▶ [TASK GOAL]
Using the listing below, return every line that includes "stackoverflow".

● ● ● ●

PR #237, opened 2022-05-10
[Search git status] preview changed files

NextAlone:
Add a preview for the changed file

### DIFF
--- a/functions/_fzf_preview_changed_file.fish
+++ b/functions/_fzf_preview_changed_file.fish
@@ -1,4 +1,4 @@
-function _fzf_preview_status
+function _fzf_preview_changed_file
     set -l path (string split ' ' $argv)[-1]
     if string match -r '^\?\?' $argv >/dev/null
         echo Untracked
--- a/functions/_fzf_preview_changed_file.fish
+++ b/functions/_fzf_preview_changed_file.fish
@@ -1,21 +1,21 @@
 function _fzf_preview_changed_file
     set -l path (string split ' ' $argv)[-1]
-    if string match -r '^\?\?' $argv >/dev/null
+    if string match -r '^\?\?' $argv --quiet
         echo Untracked
         echo
         _fzf_preview_file $path
-    else if string match -r '^A\s\s\S' $argv >/dev/null
+    else if string match -r '^A\s\s\S' $argv --quiet
         echo -e (set_color green)New file
         echo
         git diff --color=always -- /dev/null $path
     else
-        if string match -r '\S\s\S' $argv >/dev/null
+        if string match -r '\S\s\S' $argv --quiet
             echo -e (set_color red)Unstaged
             echo
             git diff --color=always -- $path
             echo
         end
-        if string match -r '\S\s\s\S|\S\S\s\S' $argv >/dev/null
+        if string match -r '\S\s\s\S|\S\S\s\S' $argv --quiet
             echo -e (set_color green)Staged
             echo
             git diff --color=always --cached HEAD -- $path
--- a/functions/_fzf_preview_changed_file.fish
+++ b/functions/_fzf_preview_changed_file.fish
@@ -4,10 +4,6 @@ function _fzf_preview_changed_file
         echo Untracked
         echo
         _fzf_preview_file $path
-    else if string match -r '^A\s\s\S' $argv --quiet
-        echo -e (set_color green)New file
-        echo
-        git diff --color=always -- /dev/null $path
     else
         if string match -r '\S\s\S' $argv --quiet
             echo -e (set_color red)Unstaged
@@ -15,7 +11,7 @@ function _fzf_preview_changed_file
             git diff --color=always -- $path
             echo
         end
-        if string match -r '\S\s\s\S|\S\S\s\S' $argv --quiet
+        if string match -r '^\S' $argv --quiet
             echo -e (set_color green)Staged
             echo
             git diff --color=always --cached HEAD -- $path
--- a/functions/_fzf_preview_changed_file.fish
+++ b/functions/_fzf_preview_changed_file.fish
@@ -1,5 +1,5 @@
 # helper for _fzf_search_git_status
-# input should be a line from git status --short, something like:
+# arg should be a line from git status --short, something like...
 # MM functions/_fzf_preview_changed_file.fish
 function _fzf_preview_changed_file
     set -l path (string split ' ' $argv)[-1]
@@ -10,7 +10,6 @@ function _fzf_preview_changed_file
         if string match -r '\S\s\S' $argv --quiet
             echo -e (set_color --underline red)=== Unstaged ===\n
             git diff --color=always -- $path
-            echo
         end
         if string match -r '^\S' $argv --quiet
             echo -e (set_color --underline green)=== Staged ===\n
--- a/functions/_fzf_preview_changed_file.fish
+++ b/functions/_fzf_preview_changed_file.fish
@@ -1,20 +1,20 @@
+# helper for _fzf_search_git_status
+# input should be a line from git status --short, something like:
+# MM functions/_fzf_preview_changed_file.fish
 function _fzf_preview_changed_file
     set -l path (string split ' ' $argv)[-1]
     if string match -r '^\?\?' $argv --quiet
-        echo Untracked
-        echo
+        echo -e (set_color --underline)=== Untracked ===\n
         _fzf_preview_file $path
     else
         if string match -r '\S\s\S' $argv --quiet
-            echo -e (set_color red)Unstaged
-            echo
+            echo -e (set_color --underline red)=== Unstaged ===\n
             git diff --color=always -- $path
             echo
         end
         if string match -r '^\S' $argv --quiet
-            echo -e (set_color green)Staged
-            echo
-            git diff --color=always --cached HEAD -- $path
+            echo -e (set_color --underline green)=== Staged ===\n
+            git diff --color=always --staged -- $path
         end
     end
 end
--- a/functions/_fzf_preview_status.fish
+++ b/functions/_fzf_preview_status.fish
@@ -1,19 +1,21 @@
 function _fzf_preview_status
-    echo $argv
     set -l path (string split ' ' $argv)[-1]
-    echo $path
     if string match -r '^\?\?' $argv >/dev/null
+        echo Untracked
+        echo
         _fzf_preview_file $path
-    else if string match -r '^A' $argv >/dev/null
+    else if string match -r '^A\s\s\S' $argv >/dev/null
+        echo -e (set_color green)New file
+        echo
         git diff --color=always -- /dev/null $path
     else
-        if string match -r '[MDTRC] \S' $argv >/dev/null
+        if string match -r '\S\s\S' $argv >/dev/null
             echo -e (set_color red)Unstaged
             echo
             git diff --color=always -- $path
             echo
         end
-        if string match -r '[AMDTRC][MDTRC ]\S' $argv >/dev/null
+        if string match -r '\S\s\s\S|\S\S\s\S' $argv >/dev/null
             echo -e (set_color green)Staged
             echo
             git diff --color=always --cached HEAD -- $path
--- a/functions/_fzf_preview_status.fish
+++ b/functions/_fzf_preview_status.fish
@@ -1,0 +1,22 @@
+function _fzf_preview_status
+    echo $argv
+    set -l path (string split ' ' $argv)[-1]
+    echo $path
+    if string match -r '^\?\?' $argv >/dev/null
+        _fzf_preview_file $path
+    else if string match -r '^A' $argv >/dev/null
+        git diff --color=always -- /dev/null $path
+    else
+        if string match -r '[MDTRC] \S' $argv >/dev/null
+            echo -e (set_color red)Unstaged
+            echo
+            git diff --color=always -- $path
+            echo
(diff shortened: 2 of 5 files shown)


PatrickF1:
Don't let the fact the other two PRs didn't get merged discourage you. It was more because the authors lost interest than this feature being impossible to work on (I hope).
If you can make the preview show both the staged and working directory diffs against HEAD, then I am happy to merge.
Two potential solutions:
- run git diff and git diff —index separately and append them to a single file, then cat it
https://stackoverflow.com/questions/67150991/show-both-worktree-and-index-changes-for-a-single-path-in-git
- use git status vv

NextAlone:
> Don't let the fact the other two PRs didn't get merged discourage you. It was more because the authors lost interest than this feature being impossible to work on (I hope).
> If you can make the preview show both the staged and working directory diffs against HEAD, then I am happy to merge.
> Two potential solutions:
> - run git diff and git diff —index separately and append them to a single file, then cat it
> https://stackoverflow.com/questions/67150991/show-both-worktree-and-index-changes-for-a-single-path-in-git
> - use git status vv

Ok, i will check these two.

NextAlone:
> Don't let the fact the other two PRs didn't get merged discourage you. It was more because the authors lost interest than this feature being impossible to work on (I hope). If you can make the preview show both the staged and working directory diffs against HEAD, then I am happy to merge. Two potential solutions:
> 
> * run git diff and git diff —index separately and append them to a single file, then cat it
>   https://stackoverflow.com/questions/67150991/show-both-worktree-and-index-changes-for-a-single-path-in-git
> * use git status vv

Are you talking about being displayed together or separately?

NextAlone:
How about this?

```fish
if string match -r \'\?\?\' {1} > /dev/null
    _fzf_preview_file {2..}
else if string match -r \'A\' {1} > /dev/null
    git diff --color=always -- /dev/null {2..}
else
    git diff --color=always HEAD {2..}
end'
```

PatrickF1:
> Are you talking about being displayed together or separately?

If there are both staged and working tree changes, I want the preview to show both.

Yeah the second one is along the lines of what I'm thinking. I guess you don't need the intermediate file to store them huh?

NextAlone:
```
 X          Y     Meaning
 -------------------------------------------------
          [AMD]   not updated
 M        [ MTD]  updated in index
 T        [ MTD]  type changed in index
 A        [ MTD]  added to index
 D                deleted from index
 R        [ MTD]  renamed in index
 C        [ MTD]  copied in index
 [MTARC]          index and work tree matches
 [ MTARC]    M    work tree changed since index
 [ MTARC]    T    type changed in work tree since index
 [ MTARC]    D    deleted in work tree
             R    renamed in work tree
             C    copied in work tree
 -------------------------------------------------
 D           D    unmerged, both deleted
 A           U    unmerged, added by us
 U           D    unmerged, deleted by them
 U           A    unmerged, added by them
 D           U    unmerged, deleted by us
 A           A    unmerged, both added
 U           U    unmerged, both modified
 -------------------------------------------------
 ?           ?    untracked
 !           !    ignored
 -------------------------------------------------
```
Not works with R(renamed), C(copied), T(type changed), and unmerged status. i will find out the way.

NextAlone:
> > > Are you talking about being displayed together or separately?
> > 
> > 
> > If there are both staged and working tree changes, I want the preview to show both.
> > Yeah the second one is along the lines of what I'm thinking. I guess you don't need the intermediate file to store them huh?
> 
> Yes, no intermediate file, and add check with status (just simply string match, don't know other convenient way)?
> 
> ```fish
> if string match -r '\?\?' {1} > /dev/null
>     _fzf_preview_file {2..}
> else if string match -r 'A' {1} > /dev/null
>     git diff --color=always -- /dev/null {2..}
> else 
>     if string match -r '\S\s\S' > /dev/null
>         echo -e (set_color red)Unstaged
>         echo
>         git diff --color=always HEAD -- {2..}
>         echo
>     end
>     if string match -r '\s\s|\S\S\s' > /dev/null
>         echo (set_color green)Staged
>         echo
>         git diff --color=always --cached HEAD -- {2..}
>     end
> end
> ```
> 
> image

maybe this is enough to preview

functions/_fzf_search_git_status.fish
```diff
@@ -8,6 +8,7 @@ function _fzf_search_git_status --description "Search the output of git status.
             _fzf_wrapper --ansi \
                 --multi \
                 --query=(commandline --current-token) \
+                --preview='set -l path (string split " " {})[-1]; if not string match -r "\?\?.*" {}; if string match -r "^[NMAD]\s\s\S*" {}; git diff --color=always --cached -- $path; else if string match -r "^\s[NMAD]\s\S*" {}; git diff --color=always -- $path; else if string match -r "^[NMAD][NMAD]\s\S*" {}; git diff --color=always -- $path; git diff --color=always --cached -- $path; end; end' \
```
PatrickF1, line 11: Can you make this a helper function so it's easier to review and maintain? see the preview function for other features for examples

functions/_fzf_preview_status.fish
```diff
@@ -0,0 +1,24 @@
+function _fzf_preview_status
```
PatrickF1, line 1: can you renamed to changed file?

functions/_fzf_preview_status.fish
```diff
@@ -0,0 +1,24 @@
...
+    set -l path (string split ' ' $argv)[-1]
+    if string match -r '^\?\?' $argv >/dev/null
```
PatrickF1, line 3: having a bit of trouble following the logic of each if/else if/else. could you outline the "algorithm" at a high level and explain why you think it's comprehensive?

PatrickF1 (commented):
thanks for the great work so far!

functions/_fzf_preview_status.fish
NextAlone: you mean `_fzf_preview_changed_file` ?

functions/_fzf_preview_status.fish
NextAlone: 1. use `_fzf_preview_file` to preview untracked files or dirs
2. diff with /dev/null and new files
3. then other files are indexed, then seperate unstaged and staged files as you mentioned.

I think that this basically covers common situations

functions/_fzf_preview_status.fish
PatrickF1: yeah, sorry I wasn't clear

functions/_fzf_preview_changed_file.fish
```diff
@@ -0,0 +1,24 @@
+function _fzf_preview_changed_file
+    set -l path (string split ' ' $argv)[-1]
+    if string match -r '^\?\?' $argv >/dev/null
+        echo Untracked
+        echo
+        _fzf_preview_file $path
```
PatrickF1, line 6: niceeeee, so clever to go call _fzf_preview_file
can you go to the top of _fzf_preview_file and remove the comment?

functions/_fzf_preview_changed_file.fish
```diff
@@ -0,0 +1,24 @@
+function _fzf_preview_changed_file
+    set -l path (string split ' ' $argv)[-1]
+    if string match -r '^\?\?' $argv >/dev/null
```
PatrickF1, line 3: you can do --quiet to avoid >/dev/null

functions/_fzf_preview_changed_file.fish
```diff
@@ -0,0 +1,24 @@
...
+        echo Untracked
+        echo
+        _fzf_preview_file $path
+    else if string match -r '^A\s\s\S' $argv >/dev/null
```
PatrickF1, line 7: For the regex, I get why the ^A, but how come you also have to do \s\s\S?

functions/_fzf_preview_changed_file.fish
```diff
@@ -0,0 +1,24 @@
...
+        echo
+        git diff --color=always -- /dev/null $path
+    else
+        if string match -r '\S\s\S' $argv >/dev/null
+            echo -e (set_color red)Unstaged
+            echo
+            git diff --color=always -- $path
+            echo
+        end
+        if string match -r '\S\s\s\S|\S\S\s\S' $argv >/dev/null
```
PatrickF1, line 18: sorry I know you tried to explain what you were doing but I'm still confused about this regex and the one above

functions/_fzf_preview_changed_file.fish
NextAlone: to match `[AMDCRT][MCDRT] file`

I haven't tried to simplify it since it works.

functions/_fzf_preview_changed_file.fish
NextAlone: Maybe `^\S` also works.

functions/_fzf_preview_changed_file.fish
NextAlone: is this? 
`# helper function for _fzf_search_directory`

NextAlone:
No need to split `^A`, it works with staged file

functions/_fzf_preview_changed_file.fish
PatrickF1: yup, actually can you update it to say `helper function for _fzf_search_directory and _fzf_preview_changed_file`

NextAlone: > yup, actually can you update it to say `helper function for _fzf_search_directory and _fzf_preview_changed_file`

emm, you mean `_fzf_search_directory` and `_fzf_search_git_status` right?

NextAlone:
> Thanks for the updates. This week is really busy so it'll be a while before I can come back to review but just letting you know I won't forget about this

It doesn't matter, I will always be here.

NextAlone:
> Thanks for the updates. This week is really busy so it'll be a while before I can come back to review but just letting you know I won't forget about this

It doesn't matter, I will always be here.

PatrickF1:
Don't worry I haven't forgotten about this, just thinking through what is the best way to make this feature simple and easy to use!

functions/_fzf_preview_changed_file.fish
```diff
@@ -0,0 +1,20 @@
+function _fzf_preview_changed_file
+    set -l path (string split ' ' $argv)[-1]
+    if string match -r '^\?\?' $argv --quiet
```
PatrickF1, line 3: Hi, I'm back! I've found a great way to extract the symbols without using regex--you can use `git status --porcelain`. Can you update the code to use that instead? Afterwards, we'll be very close to merging

NextAlone: I didn't quite understand it and didn't find its use effect

image

PatrickF1: Try using version 1 porcelain and qualifying the file path. The status it displays is much easier to parse because it's at the very beginning of the line. Then you can use substring instead of playing with unreadable regexes.

NextAlone: > 

but it still needs to regex with prefix to detect file status

PatrickF1: What I'd strongly prefer to see is something like this pattern
```fish
set file_status (command to grab the two letters of the file status)
if test file_status[0] = "A"

```
I think this'll be much more readable. Right now I still don't exactly know what your regexes are matching.

NextAlone: > What I'd strongly prefer to see is something like this pattern
> 
> ```fish
> set file_status (command to grab the two letters of the file status)
> if test file_status[0] = "A"
> ```
> 
> I think this'll be much more readable. Right now I still don't exactly know what your regexes are matching.

`--porcelain` no diff to `-s`
image

NextAlone: > What I'd strongly prefer to see is something like this pattern
> 
> ```fish
> set file_status (command to grab the two letters of the file status)
> if test file_status[0] = "A"
> ```
> 
> I think this'll be much more readable. Right now I still don't exactly know what your regexes are matching.

`git status` shows with two character, when first not null, it means staged changes, while second, the unstaged.

So, `\S\s\S` means unstaged and `^\S` means staged

PatrickF1: Got it, I get it now, thanks! I am fine with the logic as it is then.

NextAlone:
And if there any other changes request？

PatrickF1:
Nope, I'll take it from here and merge soon :)

PatrickF1:
Thanks for working on this and especially our patience @NextAlone! Really appreciate it. You are the third person to try to PR this change in and it seems third time's the charm. Sorry I've been so busy.

NextAlone:
> Thanks for working on this and especially our patience @NextAlone! Really appreciate it. You are the third person to try to PR this change in and it seems third time's the charm. Sorry I've been so busy.

Also thanks for your work, this is such a wonderful plugin.

NextAlone:
> Thanks for working on this and especially our patience @NextAlone! Really appreciate it. You are the third person to try to PR this change in and it seems third time's the charm. Sorry I've been so busy.

Also thanks for your work, this is such a wonderful plugin.

davidnanry:
Thank you both! This is an excellent addition to an excellent plugin

NextAlone:
@PatrickF1 And it is time to update `Modified paths` section in Readme.

PatrickF1:
I did update it. I'll add a gif later. Or did you mean something else?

● ● ● ●

▶ [SOLVED PROBLEM]
https://stackoverflow.com/questions/67150991/show-both-worktree-and-index-changes-for-a-single-path-in-git
> https://stackoverflow.com/questions/67150991/show-both-worktree-and-index-changes-for-a-single-path-in-git
>   https://stackoverflow.com/questions/67150991/show-both-worktree-and-index-changes-for-a-single-path-in-git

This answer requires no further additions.